UMBILICAL HERNIA IN ADULTS.

This is rarely met with in males, but more frequently in females. Pregnancy is one of its most usual exciting causes; hence its comparative frequency in females who have borne many children. In almost all cases of umbilical hernia in adults, omentum forms some part of the hernia, and to this has been attributed the fact that in the greater number of instances in which strangulation occurs, the symptoms are less urgent than in most other species of hernia. An umbilical hernia may be reducible, irreducible, or strangulated; and in each of these conditions the treatment should be conducted according to the principles laid down in the general doctrines of hernia. The coverings are very thin, consisting merely of the cicatrix of the navel, the hernial sac formed of peritoneum, and the very thin layer of cellular tissue by which they are connected together. In performing the operation, it should be remembered that these coverings are often exceedingly thin, and that although every umbilical hernia has originally a peritoneal sac, yet when the hernia is large, the sac becomes so thin by dilatation, or absorption, or both, as scarcely to be perceptible. When the peritoneum becomes exceedingly thin and adherent to the skin, the covering is often found to present the appearance of being formed of only one layer. The coverings may be divided by a longitudinal or any convenient form of incision, and the stricture may be divided by cutting upwards and to the left side.

IV. VENTRAL HERNIA.

By a ventral hernia is understood one through any part of the front of the abdomen, except the inguinal canal, the femoral canal, or the umbilicus. Cases belonging to this class should be treated according to the general principles already laid down.
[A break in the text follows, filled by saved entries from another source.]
Issue #23, opened 2022-05-19
StartStreaming errors not passed to the caller


farshidtz:
# 🐞 Bug Report

### Affected Services [**REQUIRED**]

 The issue is located in: 

### Is this a regression?

 No

### Description and Minimal Reproduction [**REQUIRED**]

Make sure that the rtsp is NOT running.

Start streaming:
```
$ curl -X PUT -d '{                                                                              
    "StartStreaming": {
      "InputImageSize": "640x480",
      "OutputVideoQuality": "5"
    }
}' http://localhost:59882/api/v2/device/name/Logitech_StreamCam-4B17BE45/StartStreaming
{"apiVersion":"v2","statusCode":200}
```

This returns 200 OK as if the requested operation was successful. If this HTTP request is just meant to accept the the operation and run it asynchornously, the response code should be [202 Accepted](https://developer.mozilla.org/en-US/docs/Web/HTTP/Status/202)

Logs:
```
level=INFO ts=2022-05-19T11:48:31.864475627Z app=device-usb-camera source=driver.go:536 msg="start video streaming for device Logitech_StreamCam-4B17BE45"
level=ERROR ts=2022-05-19T11:48:32.774545384Z app=device-usb-camera source=driver.go:524 msg="the video streaming process for device Failed Finish FFMPEG ([-nostats -loglevel 0 -y -s 640x480 -i /dev/video0 -qscale 5 -f rtsp -hls_list_size 0 rtsp://localhost:8554/stream/Logitech_StreamCam-4B17BE45]) with exit status 1 message   has stopped, error: %!s(MISSING)"
```

## 🔥 Exception or Error
<pre><code>

</code></pre>

## 🌍  Your Environment
**Deployment Environment:**

**EdgeX Version [**REQUIRED**]:**

**Anything else relevant?**

lenny-goodell:
@farshidtz , did  #24 address this issue?
@cloudxxx8 , if issue still needs addressing, can your team take it?

farshidtz:
> @farshidtz , did  #24 address this issue?

No, that is a fix for another issue.

cloudxxx8:
@farshidtz this is the normal command API, and it is a **Set Command** provided by this Device Service
Set Command only supports 200 response for now.
This should be applied to the new device function in the future
https://github.com/edgexfoundry/edgex-docs/pull/644

lenny-goodell:
[...]

PR #254, opened 2023-05-19
fix: return ffmpeg error logs to caller, and fix StreamingStatus

### LINKED ISSUE #253: StartStreaming fails with unknown error when rtsp auth credentials are not set
# 🐞 Bug Report

When the rtspauth credentials have not been set, calling StartStreaming will fail due to credential issues (as intended), however the caller of the StartStreaming command does not know why this happened.

## 🌍  Your Environment
**Deployment Environment:**
hybrid or full docker-compose

**EdgeX Version [**REQUIRED**]:**
latest main

**Anything else relevant?**

We should return to the caller something that conveys there is an issue with the credentials.

ajcasagrande:
FFmpeg transcoder logic has been implemented within the driver code now, so that way we have more control over it. This allows us to keep track of the process output and log it to the console as well as return it to the caller of StartStreaming. Because we have more precise control over the process, we can better sync the StreamingStatus to whether or not the ffmpeg process is running.

The handling of publishing StreamingStatus to the message bus has been optimized to send better based on when it actually changes, and not send when the user calls StopStreaming when already stopped, or StartStreaming when already started.

Logic has also been added to redact the rtsp credentials from the log file and API responses to avoid exposing secrets to the caller.

## PR Checklist

- [X] I am not introducing a breaking change (if you are, flag in conventional commit message with `BREAKING CHANGE:` describing the break)
- [X] I am not introducing a new dependency (add notes below if you are)
- [X] I have fully tested (add details below) this the new feature or bug fix (if not, why?)
- [ ] I have opened a PR for the related docs change (if not, why?) **N/A**
  <link to docs PR>

## Testing Instructions

- checkout and build this PR
- run edgex in secure or non secure mode using the image built from this pr
  - update `add-device-usb-camera.yaml`
  - run `make run ds-usb-camera`
- wait for your camera to be auto-detected, and get the device name
- execute StartStreaming, and expect a 500 error with a log message that contains messages related to 401 authentication error
- execute StreamingStatus and verify isstreaming=false and error is the same (or a subset) of the api call result
- post your rtspauth credentials to `/api/v3/secrets`  using the guide from edgex-docs (see **step 4** [here](https://docs.edgexfoundry.org/3.0/microservices/device/supported/device-usb-camera/walkthrough/deployment/#verify-service-device-profiles-and-device))
- execute StartStreaming with **valid** inputs and expect it to return a 200 OK, taking about 1 second as before
- view the stream using mplayer or ffplay (see [here](https://docs.edgexfoundry.org/3.0/microservices/device/supported/device-usb-camera/walkthrough/general-usage/))
- execute StreamingStatus and see that there is no error, and isstreaming=true
- execute StartStreaming and expect an error already running
- execute StreamingStatus and see that there is no error, and isstreaming=true
- execute StopStreaming and expect 200 OK
- execute StreamingStatus and see that there is no error, and isstreaming=false
- execute StopStreaming and expect 200 OK
- execute StreamingStatus and see that there is no error, and isstreaming=false
- execute StartStreaming with **invalid** inputs and expect it to return a 500 error, with details about the error such as `mpeg456` not being valid
- execute StreamingStatus and verify isstreaming=false and error is the same (or a subset) of the api call result
- execute StopStreaming and expect 200 OK
- execute StreamingStatus and nothing has changed

additional things to validate:
- start streaming and then stop the device service while still streaming. make sure the camera is no longer active. start the service back up and ensure it starts fine and u can start streaming the same camera again no problems.
- try and start streaming invalid input, and then make sure stream with valid afterwards still works
- try and start streaming with invalid input and then stop the device service. start the service back up and ensure it starts fine and u can start streaming the same camera again no problems.

## New Dependency Instructions (If applicable)

Fixes #253 
Implements a proper fix for #23

### DIFF
--- a/internal/driver/driver.go
+++ b/internal/driver/driver.go
@@ -676,32 +676,52 @@ func (d *Driver) getDevice(name string) (*Device, errors.EdgeX) {
 }
 
 func (d *Driver) startStreaming(device *Device) errors.EdgeX {
-	errChan, err := device.StartStreaming()
+	progressChan, errChan, err := device.StartStreaming()
 	if err != nil {
 		return errors.NewCommonEdgeX(errors.KindServerError, fmt.Sprintf(
 			"failed to start video streaming for device %s", device.name), err)
 	}
 
 	defer func() {
+		// before we return, publish the current streaming status right away.
+		// do this even on error, as this will contain the error message as well.
 		go d.publishStreamingStatus(device)
 	}()
 
+	waitForFinishAndPublish := func() {
+		d.lc.Debugf("Waiting for ffmpeg errChan to be done")
+		<-errChan
+		d.lc.Debugf("Done waiting for ffmpeg errChan to be done")
+		d.publishStreamingStatus(device)
+	}
+
 	// wait a little bit before returning to see if there are any errors on startup
-	select {
-	case <-time.After(time.Second):
-		d.lc.Infof("Video streaming for device %s has started without error", device.name)
-		go func() {
-			// wait for the process to complete in the background and then publish the streaming status
-			<-errChan
-			d.publishStreamingStatus(device)
-		}()
-		return nil
-	case startErr := <-errChan:
-		if startErr == nil {
+	ticker := time.NewTicker(4 * time.Second)
+	defer ticker.Stop()
+	for {
+		select {
+		case <-ticker.C:
+			// this should rarely happen, as ffmpeg should print progress on the first frame. If it does happen,
+			// then either progress has been disabled or the process could be having issues.
+			d.lc.Warnf("Video streaming for device %s has started but has not sent progress messages yet.", device.name)
+			go waitForFinishAndPublish() // track process in the background
+			return nil
+		case startErr, ok := <-errChan:
+			if startErr == nil || !ok {
+				d.lc.Warnf("Video streaming for device %s seems to have stopped already.", device.name)
+				return nil
+			}
+			return errors.NewCommonEdgeX(errors.KindServerError,
+				fmt.Sprintf("the video streaming process for device %s has stopped", device.name), startErr)
+		case _, ok := <-progressChan:
+			if !ok {
+				continue // channel was closed, so something else must be the problem
+			}
+			// if we got a progress message, that means that the transcoding is successful
+			d.lc.Infof("Video streaming for device %s has started without error", device.name)
+			go waitForFinishAndPublish() // track process in the background
 			return nil
 		}
-		return errors.NewCommonEdgeX(errors.KindServerError,
-			fmt.Sprintf("the video streaming process for device %s has stopped", device.name), startErr)
 	}
 }
 
--- a/internal/driver/driver.go
+++ b/internal/driver/driver.go
@@ -153,7 +153,7 @@ func (d *Driver) Start() error {
 }
 
 func (d *Driver) StartRTSPCredentialServer() {
-	d.lc.Infof("Starting rtsp server")
+	d.lc.Infof("Starting rtsp authentication server on %s", d.rtspAuthenticationServerUri)
 	defer d.wg.Done()
 
 	router := mux.NewRouter()
@@ -347,11 +347,10 @@ func (d *Driver) HandleWriteCommands(deviceName string, protocols map[string]mod
 				return errors.NewCommonEdgeXWrapper(edgexErr)
 			}
 		case VideoStopStreaming:
-			device.StopStreaming(nil)
+			device.StopStreaming()
 		default:
 			return errors.NewCommonEdgeX(errors.KindContractInvalid, fmt.Sprintf("unsupported command %s", command), nil)
 		}
-		go d.publishStreamingStatus(device)
 	}
 
 	return nil
@@ -376,7 +375,7 @@ func (d *Driver) Stop(force bool) error {
 
 	for _, device := range d.activeDevices {
 		go func(device *Device) {
-			device.StopStreaming(nil)
+			device.StopStreaming()
 			d.wg.Done()
 		}(device)
 	}
@@ -452,7 +451,7 @@ func (d *Driver) RemoveDevice(deviceName string, protocols map[string]models.Pro
 	d.mutex.Lock()
 	defer d.mutex.Unlock()
 	if device, ok := d.activeDevices[deviceName]; ok {
-		device.StopStreaming(nil)
+		device.StopStreaming()
 		delete(d.activeDevices, deviceName)
 		d.lc.Debugf("Device %s is removed", deviceName)
 	}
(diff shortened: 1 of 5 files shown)


ChristianDarr-personal:
To start and view the stream, see [here](https://docs.edgexfoundry.org/3.0/microservices/device/supported/device-usb-camera/walkthrough/general-usage/)

For how to set credentials - see step 4 [here](https://docs.edgexfoundry.org/3.0/microservices/device/supported/device-usb-camera/walkthrough/deployment/#verify-service-device-profiles-and-device)

ajcasagrande:
It looks like `gosec` is flagging a `G204: Subprocess launched with a potential tainted input or cmd arguments (gosec)`.

This should be evaluated, however do understand that the `G204` already exists in the code base and is just not being detected due to the fact it resides in a 3rd-party library.

**Update:**
After researching, the way it is utilized is safe. The reason G204 was being flagged was because `exec.Command` was being passed a function, and not a variable. Since the function call is just a getter for a variable, I moved it out into a temp var and that removed the warning. 

More info: 

https://github.com/securego/gosec/blob/87cc45e1cd903e2038e868eaf026cbc5d1dd1a26/rules/subproc.go#L34-L42

https://github.com/securego/gosec/blob/87cc45e1cd903e2038e868eaf026cbc5d1dd1a26/rules/subproc.go#L91C89-L92

internal/driver/transcoder.go
```diff
@@ -0,0 +1,179 @@
...
+
+	// in the background we will wait for the process to complete and return any errors over the done channel
+	done := make(chan error)
+	go func() {
+		defer close(done)
+
+		// wait until the process has exited
+		err = proc.Wait()
+		dev.lc.Debugf("FFmpeg process with pid %d for device %s exited with code %d. User time: %v, System time: %v",
+			proc.Process.Pid, dev.name, proc.ProcessState.ExitCode(), proc.ProcessState.UserTime(), proc.ProcessState.UserTime())
```
FelixTing:
```suggestion
		dev.lc.Debugf("FFmpeg process with pid %d for device %s exited with code %d. User time: %v, System time: %v",
			proc.Process.Pid, dev.name, proc.ProcessState.ExitCode(), proc.ProcessState.UserTime(), proc.ProcessState.SystemTime())
```

FelixTing (changes requested):

vyshali-chitikeshi:
I validated this PR  thoroughly both in secure and non-secure modes.
Tested what was recommend in test instructions of this PR and I added some of my own tests.
Functionality wise it works correctly, no issues seen. Tried several time start steaming with valid and invalid inputs, stop streaming, restarting/stopping/starting usb service while streaming is going on, etc checked streaming status for every test to ensure it reflects correct streaming status.
But it gives status code 200 in below scenarios:
Start streaming with valid inputs without rtsp creds uploaded
Start streaming with invalid inputs
Based on PR testing instructions, its supposed to give status code 500 for above 2 cases.
However though it gives status code 200 in above 2 cases, streaming will not start and gives appropriate error in streaming status api error section. only problem is api output status code. Find attached logs and screenshots.

vyshali-chitikeshi:
streaming_status_with_invalid_inputs
start_streaming_with_invalid_inputs
streaming_status_without_rtsp_creds_with_valid_inputs
start_streaming_without_rtsp_credswith_valid_inputs
[logs_without_uploading_rtsp_creds.txt](https://github.com/edgexfoundry/device-usb-camera/files/11536609/logs_without_uploading_rtsp_creds.txt)

internal/driver/driver.go
```diff
@@ -676,41 +676,32 @@ func (d *Driver) getDevice(name string) (*Device, errors.EdgeX) {
...
+		go d.publishStreamingStatus(device)
 	}()
-	for {
-		select {
-		case <-time.After(time.Second):
-			d.lc.Infof("start video streaming for device %s", device.name)
+
+	// wait a little bit before returning to see if there are any errors on startup
+	select {
+	case <-time.After(time.Second):
```
FelixTing: Sometimes, one second is not enough for FFmpeg to complete the execution of the start streaming command. This could be the root cause of the issue @vyshali-chitikeshi encountered.
I tried extending it to 3 seconds, and then I was able to receive the expected 500 status code when the streaming failed to start.

However, defining how long to wait seems challenging as it may depend on machine performance. We also need to consider the HTTP request timeout, which is 5 seconds by default. https://github.com/edgexfoundry/edgex-go/blob/3d7959681c73ad1dd76784b2336248bd6b6384c3/cmd/core-common-config-bootstrapper/res/configuration.yaml#L32

ChristianDarr-personal (commented):
LGTM

internal/driver/driver.go
ajcasagrande: Yeah, originally I had made this to be 2 seconds (instead of the current 1 second) when I started this work, but I dropped it back down to 1 as I noticed my typical error response was like 400-600ms. However, I think that may be based on what the actual error was (eg. bad argument, rtsp server offline, etc), and like you said, system performance. In theory we could make this configurable as well.

I had an idea that we could use something in the output stream to determine if the streaming has started ok, but was not sure what we could parse as a potential indicator of that. I know enabling progress logs would allow that, but doesn't seem worth it for just grabbing beginning of stream confirmation.

The last idea is that we return right away, and expect the user to monitor StreamingStatus endpoint for any errors, since as @vyshali-chitikeshi has validated, that always contains the error when the api returned success too early.

ajcasagrande:
@vyshali-chitikeshi @FelixTing I have just pushed updated code to handle this situation. It now waits up to 4 seconds before returning in case the error takes longer on certain machines. I have also enabled ffmpeg progress reporting of 60 second intervals. This way it is not super chatty, but still allows us to have something to parse when the stream has successfully started.

In my experimentation, I have noticed ffmpeg will always print progress for the first frame, so no matter if the reporting interval is 1 minute, we still get notified right away. This seems to be the best of both worlds, as it allows more time for slower machines/commands, but doesn't drastically delay the response of successful streams.

_Successful response in 669ms_
Screenshot from 2023-05-24 16-32-02

_Error response in 1097ms_
Screenshot from 2023-05-24 16-32-39

vyshali-chitikeshi:
With the updated code, it works correctly. Its gives status code 500 with appropriate error message n below 2 scenarios as expected
Start streaming with valid inputs without uploading rtsp creds
Start streaming with invalid inputs
attached screenshots.
Screenshot from 2023-05-24 23-51-02
Screenshot from 2023-05-24 23-50-14


Also tested other api's, and some negative scenarios like starting streaming while streaming in-progress and restarting usb service while streaming is going on etc Everything looks good.

vyshali-chitikeshi:
Also from performance perspective, I don't see noticeable delay to get rest-api outputs.

FelixTing (approved):
LGTM

FelixTing (approved):
LGTM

Such are the various classes into which herniæ in accessible situations are divided. Occasionally, however, they are found in inaccessible situations, for example, in the diaphragm, the obturator foramen, or the greater ischiatic notch; constituting diaphragmatic obturator, or ischiatic hernia. Sometimes cases occur of a mixed class; for example, a perineal hernia, which consists of a descent between the bladder and the rectum, the swelling presenting itself in the perineum; or a vaginal hernia, in which the tumour projects into the vagina. Examples of hernia in inaccessible situations are, happily, of rare occurrence; they cannot be made the subject of surgical treatment; and their existence. only becomes a matter of certainty after death.

I shall conclude this section on hernia with the following remarkable case of strangulation, caused by a diverticulum. I recorded the case in the number of the "Edinburgh Monthly Journal of Medical Science," for July, 1849:

David White, seventeen years of age, a fine-looking young man, had always enjoyed excellent health until the 22d of April; on which day,

while walking in the street, he was suddenly seized with sickness, vomiting, and violent pain in the abdomen; the pain being constant, but attended with frequent paroxysms of aggravation.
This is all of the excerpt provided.